[PoC] TPU receiver prometheus metrics #76

Szymongib · 2022-09-28T08:33:10Z

Summary of Changes

This is proof of concept on how we could get some other metrics to Prometheus.

This approach works and does not change the behaviour of existing solana metrics, but have some downsides, mainly:

We need to pipe some struct to all relevant places when stats are not accessible outside the module.
Quite a bit of boilerplate is required create additional _total variables and update them correctly (perhaps we could do some of that with proc macros, building on @enriquefynn idea).

This is a draft so we can discuss this or other possible approaches.

enriquefynn · 2022-09-28T14:20:21Z

streamer/src/streamer.rs

+        let max_channel_len = self.packets_count.swap(0, Ordering::Relaxed);
+
+        {
+            let mut stats = self.total_stats.lock().unwrap();


Nice! We accumulate these values now 👌

What are packet_batches_count, full_packet_batches_count and max_channel_len?

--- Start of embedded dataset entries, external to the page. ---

PR #363, opened 2024-06-28
Remote joystick

neworderofjamie:
We have been previously using remote tank and friends quite happily for sending pure tank steering commands over the network but, because our ATV robot is encased in a big metal box and tends to outrun the xbox controller we need to be able to send button presses etc as well as do different things with input in different states.  So...in this PR I have implemented network sinks for joystick events (HID devices in BoB parlance).  I have made a ``remote_joystick`` 'tool' for running on a laptop and an example which polls the joystick and prints out events.

This is the deepest I've delved in BoB robotics for a while so any thoughts would be much appreciated! The only real gotcha is that, due to the way the joystick code is structured, the source and sink need to be running on the same OS (or at least their windowsness needs to match) but I don't think that's much of an issue. We could do something smarter with the initial state but I also think this is fine for now.

### DIFF
--- a/src/hid/net/source.cc
+++ b/src/hid/net/source.cc
@@ -2,6 +2,9 @@
 #include "hid/net/source.h"
 #include "net/connection.h"
 
+// Third party includes
+#include "plog/Log.h"
+
 namespace BoBRobotics {
 namespace HID {
 namespace Net {
@@ -12,6 +15,10 @@ namespace Net {
 Source::Source(BoBRobotics::Net::Connection &connection)
 :   m_Connection(connection)
 {
+#ifndef __linux__
+    LOGW << "Net joysticks require the same OS to be running the sink and source - be careful!";
+#endif
+
     // Set initial state of all axes to 0.0f
     for(size_t a = 0; a < static_cast<size_t>(JAxis::LENGTH); a++) {
         setState(static_cast<JAxis>(a), 0.0f, true);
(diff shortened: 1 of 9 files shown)


src/hid/net/source.cc
```diff
@@ -0,0 +1,94 @@
...
+
+                } else {
+                    setReleased(e.button.button, false);
+                }
+            }
+        }
+
+        m_Events.clear();
+        return true;
+    }
```
alexdewar, line 90: Just a stylistic thing, but personally I'd drop the `else`:

```suggestion

    for(const auto &e : m_Events) {
        if (e.axisNotButton) {
            setState(e.axis.axis, e.axis.value, false);
        } else {
            if (e.button.pressed) {
                setPressed(e.button.button, false);

            } else {
                setReleased(e.button.button, false);
            }
        }
    }

    m_Events.clear();
    return true;
```

alexdewar (approved):
I've suggested a few small stylistic things, but this looks sensible to me. Not sure why we never did this sooner actually... And it was quite nice to look at some BoB robotics code again and go "hey, these interfaces we came up with a few years ago are actually all right"!

Re the whole "host OS must match client OS" thing: that's obvs fine if it's not going to cause issues, but you *could* at least identify when they don't match (e.g. send a `JOY_OS` command, with the argument identifying the OS) so that you could give users an informative error message. Otherwise I can imagine that this might bite someone down the line. Up to you whether you think it's worth the effort or not.

neworderofjamie:
Thanks for the review, both suggestions are definitely stylistic improvements. I think I might just add a warning if not linux for now

neworderofjamie:
Also, clearly you are also more used to the sunlit uplands of C++17. Seems like, prior to that, ``std::vector::emplace_back`` returns void

alexdewar:
> Also, clearly you are also more used to the sunlit uplands of C++17. Seems like, prior to that, `std::vector::emplace_back` returns void

Haha. Oops!

PR #254, opened 2024-05-26
Implement the ability to infer the checkpoint type

blester125:
Currently the included sniffers are just based on the file path, but some formats, for example pytorch's pickle and newer zip format, have magic numbers in their headers we can check for in the future.

In order to make the sniffing extensible, it is implemented as a plugin. In order to do that, and to avoid having to import a deep learning framework to do sniffing, the sniffers are separated out into their own files. This lead to the question of why are checkpoint plugs stored in the main repo? If we move them to the actual plugins area we can continue to support them while not needing to install them if a framework isn't going to be used.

So this is all kind of messy, but from what I understand:

packets_count here is just number of UDP packets received specifically on TPU sockets.

packet_batches_count is number of "batches" received - Solana will read packets from the socket in batches of up to 64 packets.

full_packet_batches_count - is number of batches that were full (so containing 64 packets).

max_channel_len - after reading from the socket packets are forwarded to unbounded channel. So this value is is max length of this channel (across all current measurements), measured each time before forwarding new packets. So this will basically be a max value over 1 second since then the stats are reset 🤷

Can you add those as the HELP line in the exported metrics?

So this will basically be a max value over 1 second since then the stats are reset

I don’t know how it measures this, but if the channel is backed by something similar to a Vec (I think it might be a deque in practice, but the same applies), and the max measures the capacity of the vec/deque, then it would persist even if the metrics are reset, unless they shrink_to_fit. But this is pure speculation, I haven’t looked into how it is implemented.

enriquefynn · 2022-09-28T14:22:56Z

core/src/validator.rs

@@ -379,6 +380,7 @@ impl Validator {
        socket_addr_space: SocketAddrSpace,
        use_quic: bool,
        tpu_connection_pool_size: usize,
+        prometheus_collector: Option<PrometheusCollector>,


Although it makes sense to put new arguments at the end of the function parameters, to avoid conflicts, it's better to put new arguments in the middle of the other arguments, that makes rebasing easier if something changes in the arguments.

ruuda

This looks pretty clean and not very invasive, which is a good thing 👍 I wonder though what would happen if we turn it around, instead of making StreamerReceiveStats have a references to metrics and push to it, could the Prometheus config have a reference to StreamerReceiveStats and read from it? I’m can’t predict what upstream Solana people will say, but so far it looks like they are very concerned about this slowing down the validator. (Though a single branch is negligible either way compared to all the string formatting for the logs ...) I genuinely don’t know how it would turn out, but it may worth trying to see which approach is cleaner.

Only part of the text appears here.